Everything suddenly looks very shaky. Economic numbers generally looked decent, if not good exactly, but the markets just couldn’t shake things off this week. After Wal-Mart, considered a bellwether of consumer health, reported some so-so numbers nothing was able to pick up the mood on Wall Street. Cisco also had some glum news with layoffs and a reduced outlook for the immediate future. With bonds marching to a 2 year high in yields, everyone was forced to confront a soon-to-be “tapering” Fed and wondering if it will even matter. If the bond market is going to raise rates without the Fed’s blessing anyway then the speculation of when they might, ever so slightly, slow down their gigantic buying program becomes a moot point.

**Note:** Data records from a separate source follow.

PR #9724, opened 2024-03-15
Allow overriding the error props in Input components

klassm:
The basic idea is to be able to override when a helper text becomes an error. In our case we want to override the behaviour of react-admin to only consider a field as errored when the field is touched or submitted. We would _always_ like to show the error message. Unfortunately, react-hook-form does not provide a way to set the internal touched state. However, when being able to override the error prop we can customize the behaviour ourselves.

The CheckboxGroupInput.tsx is also changed here, as the initial omitting of the error prop was introduced to fix a bug in this component. That's also why I moved the omitting of the prop to the local omit within the component.

### DIFF
--- a/packages/ra-ui-materialui/src/input/CheckboxGroupInput.tsx
+++ b/packages/ra-ui-materialui/src/input/CheckboxGroupInput.tsx
@@ -269,6 +269,7 @@ const sanitizeRestProps = ({
     setSort,
     loaded,
     touched,
+    error,
     ...rest
 }: any) => sanitizeInputRestProps(rest);
 
--- a/packages/ra-ui-materialui/src/input/NumberInput.stories.tsx
+++ b/packages/ra-ui-materialui/src/input/NumberInput.stories.tsx
@@ -62,13 +62,18 @@ export const DefaultValue = () => (
 
 export const HelperText = () => (
     <Wrapper>
-        <NumberInput source="views" />
-        <NumberInput source="views" helperText={false} />
-        <NumberInput
-            source="views"
-            helperText="Number of times the post was read"
-        />
-    </Wrapper>
+                <NumberInput source="views" />
+                <NumberInput source="views" helperText={false} />
+                <NumberInput
+                    source="views"
+                    helperText="Number of times the post was read"
+                />
+                <NumberInput
+                    source="views"
+                    helperText="Number of times the post was read"
+                    error={true}
+                />
+            </Wrapper>
 );
 
 export const Label = () => (
--- a/packages/ra-ui-materialui/src/input/TextInput.stories.tsx
+++ b/packages/ra-ui-materialui/src/input/TextInput.stories.tsx
@@ -50,13 +50,18 @@ export const DefaultValue = () => (
 
 export const HelperText = () => (
     <Wrapper>
-        <TextInput source="title" />
-        <TextInput source="title" helperText={false} />
-        <TextInput
-            source="title"
-            helperText="Number of times the post was read"
-        />
-    </Wrapper>
+                <TextInput source="title" />
+                <TextInput source="title" helperText={false} />
+                <TextInput
+                    source="title"
+                    helperText="Number of times the post was read"
+                />
+                <TextInput
+                    source="title"
+                    helperText="Number of times the post was read"
+                    error={true}
+                />
+            </Wrapper>
 );
 
 export const Label = () => (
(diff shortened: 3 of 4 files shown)


vlzuiev:
This would be so helpful.

vlzuiev:
This PR is ready for review 
So, if you have time please review that :)

klassm:
@fzaninotto I seem to not be able to add a #rfr label - happy to add any more changes you see here :-)

klassm:
Any chance to get this merged @fzaninotto ?

fzaninotto:
Thanks for your contribution. 

We'll only merge PRs that cover a use case we consider common enough to support. I don't understand the use case for this one, and the story you have included doesn't illustrate it, either. Can you please explain / document it further?

Also, as `master` is feature-freeze, you'll have to PR against `next` to have a chance to get this merged.

klassm:
Yes sure. In the end this is all about flexibility. By default, react-hook-form will only allow to set as errored in very very specific conditions. Unfortunately, those conditions do not always apply - or at least not for every form that can be built, e.g. via react-admin. The idea is to give this flexibility back to the developer, so they can decide themselves on whether a field should be shown as errored or not, not relying purely on the react-hook-form functionality.
React-admin completely abstracts away react-hook-forms, so even modifying react-hook-forms would be of no help here, as then the behaviour would also change for everyone. 
Why was this sanitization and limitation introduced in the very first place? Is there a reason to limit the developer ability to override this behaviour? The default would not change in this case, it would just provide more flexibility.

fzaninotto:
React-admin Input components were designed as an integration between react-hook-form and material UI's Fields. If you don't need the integration with react-hook-form, I suggest you don't use the Input components but the MUI Field components directly. This gives you the ability to bind with other form frameworks, or to bind with react-hook-form in another way.

As for integrating your changes to react-admin's Input components, I'm -1. For such advanced cases as yours, the correct solution is to use your own Input components. 

I'll let other contributors voice their opinion on this one.

slax57:
My 2c: I have never come across a case where I need to mark a field as erroneous without doing it via RHF.

Also, I'm worried this could lead to developer confusion, as passing `error={true}` to a field would make it visually render as erroneous, but RHF would have no idea it's in error so it would not prevent form submission for instance.

Still, this explains why I would not approve documenting this as a feature. But it seems it can still be supported in the code with no effort, so in the end, why not... :shrug:

klassm:
If it were possible to have it, it would make our life so much easier. Otherwise we now would need to basically duplicate every form component from react-admin, which is quite some effort for both maintenance and implementation. Actually we try to stick to react-admin as much as possible, that's the only place where we currently need to deviate 😕

quentin-decre:
I made a quick workaround to show errors on mount. That's far from ideal, but better for us than overriding all react-admin form components.

This component, when added to your form, will try a submit which will show errors if any. You may also remove the redirect on your form to stay on the form even if no errors. As I use the react-admin Auto-Save feature, this has not been an issue for us.

```typescript
export default function SaveOnMount() {
  const form = useFormContext()
  const saveContext = useSaveContext()

  const handleSubmit = useCallback(
    async (values) => {
      let errors
      if (saveContext?.save) {
        errors = await saveContext.save(values)
      }
      if (errors != null) {
        setSubmissionErrors(errors, form.setError)
      }
    },
    [form.setError, saveContext],
  )
  // validate the form at the beginning
  useEffect(() => {
    // validate after 500ms and 2000ms
    const timeout500 = setTimeout(() => {
      console.debug('ValidateOnMount re-validating 500')
      form.handleSubmit(handleSubmit)()
    }, 500)
    return () => {
      clearTimeout(timeout500)
    }
    // eslint-disable-next-line react-hooks/exhaustive-deps
  }, [])

  return null
}
```

klassm:
Any chance to still get this merged @fzaninotto @slax57 ? 😅

slax57:
Hi there!

We've discussed this again with the team, and have come to the conclusion that we are not willing to support this way of overriding the `error` prop. Indeed this may lead to inconsistencies between the displayed errors and the form state (since it allows to bypass `react-hook-form` to display validation errors), which would probably hurt the user experience.

Note that, however, we have just opened https://github.com/marmelab/react-admin/pull/9781 , which should help with manually managing validation errors, as it removes the restriction that required inputs to be touched before displaying error messages.
This should cover most needs, even advanced ones, while still maintaining consistency with the `react-hook-form` form state.

If this still doesn't suit your needs, then as @fzaninotto suggested you will have to provide your own input components.

I'll close this PR for the reasons explained above. But we are still grateful for your contribution and your feedback!

PR #9728, opened 2024-03-16
Update authProvider.ts

hbendev:
Ignore @typescript-eslint scoped rule for local auth provider template file.


hbendev:
Hi! Thanks for the framework! When using the `create-react-admin` CLI, and selecting `Hard coded local username/password` option this generated line is marked as an error by ESLint if the configuration extends `"plugin:@typescript-eslint/recommended"`. 

If you see any value in these, I'm happy to
1. Address this extra additional disabled rule in other template files.
2. Change the default generated ESLint configuration to extend upon the `@typescript-eslint/recommended` values.

djhi:
Thanks!

PR #9730, opened 2024-03-18
Fixed onBlur callback on NumberInput and AutocompleteInput

### LINKED ISSUE #9726: NumberInput's `onBlur` prop does not provide an event object
**What you were expecting:**
I expected that the `onBlur` event handler on NumberInput component would receive an event as an argument.

**What happened instead:**
The function provided to the `onBlur` prop receives `undefined` instead of the `SyntheticBaseEvent`.

**Steps to reproduce:**
Simply add the following prop to the NumberInput component.
```
onBlur={event => console.log("event:", event)} //  "event: undefined"
```

**Related code:**
Here is the implementation that causes such behavior 
https://github.com/marmelab/react-admin/blob/10cc3218319e8642ad3cd1990c5cc52065e7555c/packages/ra-ui-materialui/src/input/NumberInput.tsx#L116-L119
Where I would expect it to be just like the `handleFocus` function.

Housing starts are to be released today but those numbers may be overwhelmed by the recent news on that market. An almost unbelievable 60% of new home purchases are cash only transactions. To give you an idea of how distorted that number is, consider that before the housing bubble burst about 20% were cash transactions. And, as I am sure you remember, much of that was considered to be based on the seemingly ubiquitous the house flippers, looking to make a fast dollar on an ever rising housing market. Some of the current surge is surely due to factors such as corporations buying houses and wealthy consumers eschewing mortgages altogether. Still, it does at least peak one’s interest on how real the recent housing price surge actually is.
Gold and silver surged amid speculation that some large hedge fund players have abandoned their short positions. Additionally, those investors demanding physical (as opposed to stocks, futures and ETFs) seems to be finally overtaking the bears. With the ever present “tapering” talk the precious metals may still have some headwinds left. The next few weeks and months will be a battle among the gold investors as they take up in familiar camps. Those worried about the Fed’s QE slowdown versus those that feel gold provides a safe haven during economic turmoil. It has potential to be a dramatic, seesaw showdown.
Those bond rates are worrying more people than just the gold bugs, however. Some are already blaming the higher yields for some of the disappointing earnings reports. With the ten year treasury passing the 2.8% mark there is rising concern that what little economic recovery has been made could vanish and fast. Mortgages are the most obvious concern, but of course, that is just the tip of the iceberg. Rising rates can stop a recovery in it’s tracks and Wall Street is on pins and needles while watching treasuries. As always on Wall Street, perception can often mean more than reality, and if rates go up much more it may get ugly. The exact yield number will mean much less than the fact that they are rising. In many people’s minds that will mean bad, bad news for stocks.
It does look to be an overall sour week, but as always there are some bright spots, like gold and silver. And it is August so speculation may be somewhat muted for the next couple of weeks. In the meantime, be prepared for everything and since there is little to be done after the close anyway — have a great weekend!